The same is true for NPM packages that use missing globals, or attempt to modify frozen primordials.
The SES wiki (opens new window) tracks compatibility reports for NPM packages, including potential workarounds.
# HTML comments
JavaScript parsers may not recognize HTML comments within source code, potentially causing different
behavior on different engines. For safety, the Agoric SES shim rejects any source code containing a comment
open (<!--
) or close (-->
) sequence. However, its filter uses a regular expression, not a full
parser. It unnecessarily rejects any source code containing either of the strings <!--
or -->
,
even if neither marks a comment.
# Dynamic import expressions
One active JavaScript feature proposal adds a "dynamic import" expression: await import('path')
.
If implemented (or if someone decides to be an early adopter and adds it to an engine), and your engine
has this, code might be able to bypass the Compartment
's module map. For safety, the Agoric SES shim already
rejects code that looks like it uses this feature. The regular expression for this pattern can be
confused into falsely rejecting legitimate code. For example, the word “import” at the end of a line
in a comment, such as:
//
// This function calculates the import
// duties paid on the merchandise..
//
The regexp confuses the above with something like the following, and rejects it:
foo = bar(argument);
sneaky = import
// tricky comment to obscure function invocation
(modulename);
There are also problems when “import” is near a parenthesis inside a comment.

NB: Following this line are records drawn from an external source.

Issue #1243, opened 2023-10-19
Reuse the inline comments from the OSV checker to provide more in-context suggestions in a GitHub Pull Request


jhrozek:
Currently we have the OSV evaluator which is able to provide inline comments for PRs with vulnerabilities. I tried to reuse it for the initial implementation of the Pi integration, but it turned out that some refactoring is needed and the inline comments are currently too coupled to vulnerabilities. We should enable the inline comments code to also comment on policies that use the Pi evaluator.

(Probably) Depends on: #1203

evankanderson:
We should do this in the following sprint

Issue #1203, opened 2023-10-15
Split the PR actions of the vulncheck evaluator into a proper remediate action


jhrozek:
The vulncheck evaluator does two things - checks the vulnerabilities and then performs an action based on the vulnerabilities found, like suggesting PR changes or commenting with a summary. This was all coded before we had remediations, but now that we do have a proper remediations engine we should split the actions part of the evaluator into a proper remediate module to avoid turning the vulncheck into spaghetti (esp visible once we started adding Pi support in addition to vulnerabilities)

jhrozek:
When addressing this, please take comments in https://github.com/stacklok/minder/issues/1203 into account

PR #1632, opened 2023-11-13
Suggest smallest delta in PR vulnerability check

### LINKED ISSUE #1607: OSV PR check: Don't suggest latest, but the smallest delta
Currently the OSV evaluator suggests the latest package. We should instead consult the fixedIn field and suggest the smallest possible delta. If there is no fixedIn and we'd assume that the CVE is not fixed at all, we should print and informational comment instead of suggesting the latest version blindly.

eleftherias:
Also, if there is not patch available, just add a comment.

Fix #1607

What it looks like in a Go update:
Screenshot 2023-11-13 at 13 54 11

What it looks like in a Python update:
Screenshot 2023-11-13 at 13 53 32

### DIFF
--- a/internal/engine/eval/vulncheck/pkgdb.go
+++ b/internal/engine/eval/vulncheck/pkgdb.go
@@ -51,11 +51,13 @@ func urlFromEndpointAndPaths(
 type patchLocatorFormatter interface {
 	LineHasDependency(line string) bool
 	IndentedString(indent int, oldDepLine string, oldDep *pb.Dependency) string
+	HasPatchedVersion() bool
 }
 
 // RepoQuerier is the interface for querying a repository
 type RepoQuerier interface {
-	SendRecvRequest(ctx context.Context, dep *pb.Dependency) (patchLocatorFormatter, error)
+	SendRecvRequest(ctx context.Context, dep *pb.Dependency, patched string, latest bool) (patchLocatorFormatter, error)
+	NoPatchAvailableFormatter(dep *pb.Dependency) patchLocatorFormatter
 }
 
 type repoCache struct {
@@ -116,6 +118,10 @@ func (pj *packageJson) LineHasDependency(line string) bool {
 	return strings.Contains(line, pkgLine)
 }
 
+func (pj *packageJson) HasPatchedVersion() bool {
+	return pj.Version != ""
+}
+
 // check that pypi repository implements RepoQuerier
 var _ RepoQuerier = (*pypiRepository)(nil)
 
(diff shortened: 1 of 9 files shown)


internal/engine/eval/vulncheck/vulncheck.go
```diff
@@ -134,6 +144,34 @@ func (e *Evaluator) Eval(ctx context.Context, pol map[string]any, res *engif.Res
 	return nil
 }
 
+// getPatchedVersion returns a version that patches all known vulnerabilities. If no such version exists, it returns
+// the version that patches the most vulnerabilities. If none of the vulnerabilities have patches, it returns the
+// empty string.
```
jhrozek, line 149: I thought this was interesting (not saying necessarily wrong) that there could be a lower package that fixes more CVEs than a newer version. Do you think that's an artifact of how fixes are tracked? Are there many cases where we'd suggest a version that's not the latest?

internal/engine/eval/vulncheck/pkgdb.go
```diff
@@ -51,11 +51,13 @@ func urlFromEndpointAndPaths(
...
 	LineHasDependency(line string) bool
 	IndentedString(indent int, oldDepLine string, oldDep *pb.Dependency) string
+	HasPatchedVersion() bool
 }
 
 // RepoQuerier is the interface for querying a repository
 type RepoQuerier interface {
-	SendRecvRequest(ctx context.Context, dep *pb.Dependency) (patchLocatorFormatter, error)
+	SendRecvRequest(ctx context.Context, dep *pb.Dependency, patched string, latest bool) (patchLocatorFormatter, error)
+	NoPatchAvailableFormatter(dep *pb.Dependency) patchLocatorFormatter
```
jhrozek, line 60: Do we actually use the `NoPatchAvailableFormatter` directly under any condition or do we display that we can't find a fix version and we use this formatter to fullfill a contract? (btw the formatter interface has outlived its lifespan I think and is ripe for refactoring (see also issues #1203 and #1243)

internal/engine/eval/vulncheck/vulncheck.go
```diff
@@ -134,6 +144,34 @@ func (e *Evaluator) Eval(ctx context.Context, pol map[string]any, res *engif.Res
...
+func getPatchedVersion(vulns []Vulnerability) (fixedVersion string, latest bool, noFix bool) {
```
jhrozek, line 150: Did you consider adding the three return parameters to the `Vulnerability` structure as unexported (lowercase) attributes and then calling `getPatchedVersion` directly from within the queryVulnDb function?

jhrozek (approved):
I think this is good to go. I left some comments, but none of them are blocking.

internal/engine/eval/vulncheck/pkgdb.go
eleftherias: We use the `LineHasDependency` method of the formatter to find which line to comment on, even if the comment says there's not fix available

internal/engine/eval/vulncheck/vulncheck.go
eleftherias: We suggest a version that's not the latest if an earlier version still fixes the vulnerability, to keep with the "smallest delta" update. The example that I was testing with is `github.com/cilium/cilium` where if we're already on version `1.13.0` we can update to `1.13.7`, instead of the latest, which is `1.14.2`

internal/engine/eval/vulncheck/vulncheck.go
eleftherias: True, it can probably go in `VulnerabilityResponse`. I'll create a followup issue.

stacklokbot (commented):

eleftherias:
@jhrozek I had to rebase

internal/engine/eval/vulncheck/vulncheck.go
jhrozek: OK, in the case there are still vulnerabilities in the later versions, we'll just detect them later right? That's fine!

jhrozek (approved):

# Direct vs. indirect eval expressions
A direct eval, invoked as eval(code)
, behaves as if code
were expanded in place. The
evaluated code sees the same scope as the eval
itself sees, so this code
can reference x
:
function foo(code) {
const x = 1;
eval(code);
}
If you perform a direct eval, you cannot hide your internal authorities from the code being evaluated.
In contrast, an indirect eval only gets the global scope, not the local scope. In a safe SES environment, indirect eval is a useful and common tool. The evaluated code can only access global objects, and those are all safe (and frozen). The only bad thing an indirect eval can do is consume unbounded CPU or memory. Once you've evaluated the code, you can invoke it with arguments to give it as many or as few authorities as you like.
The most common way to invoke an indirect eval is (1,eval)(code)
.
The Agoric SES shim cannot correctly emulate a direct eval. If it tried, it would perform an indirect eval. This could be pretty confusing, because the code might not actually use objects from the local scope. You might not notice the problem until some later change altered the behavior.
To avoid this confusion, the shim uses a regular expression to reject code that looks like it is performing a direct eval. This regexp is not complete (you can trick it into performing a direct eval anyway), but that’s safe. Our goal is just to guide people away from confusing behaviors early in their development process.
This regexp falsely rejects occurrences inside static strings and comments.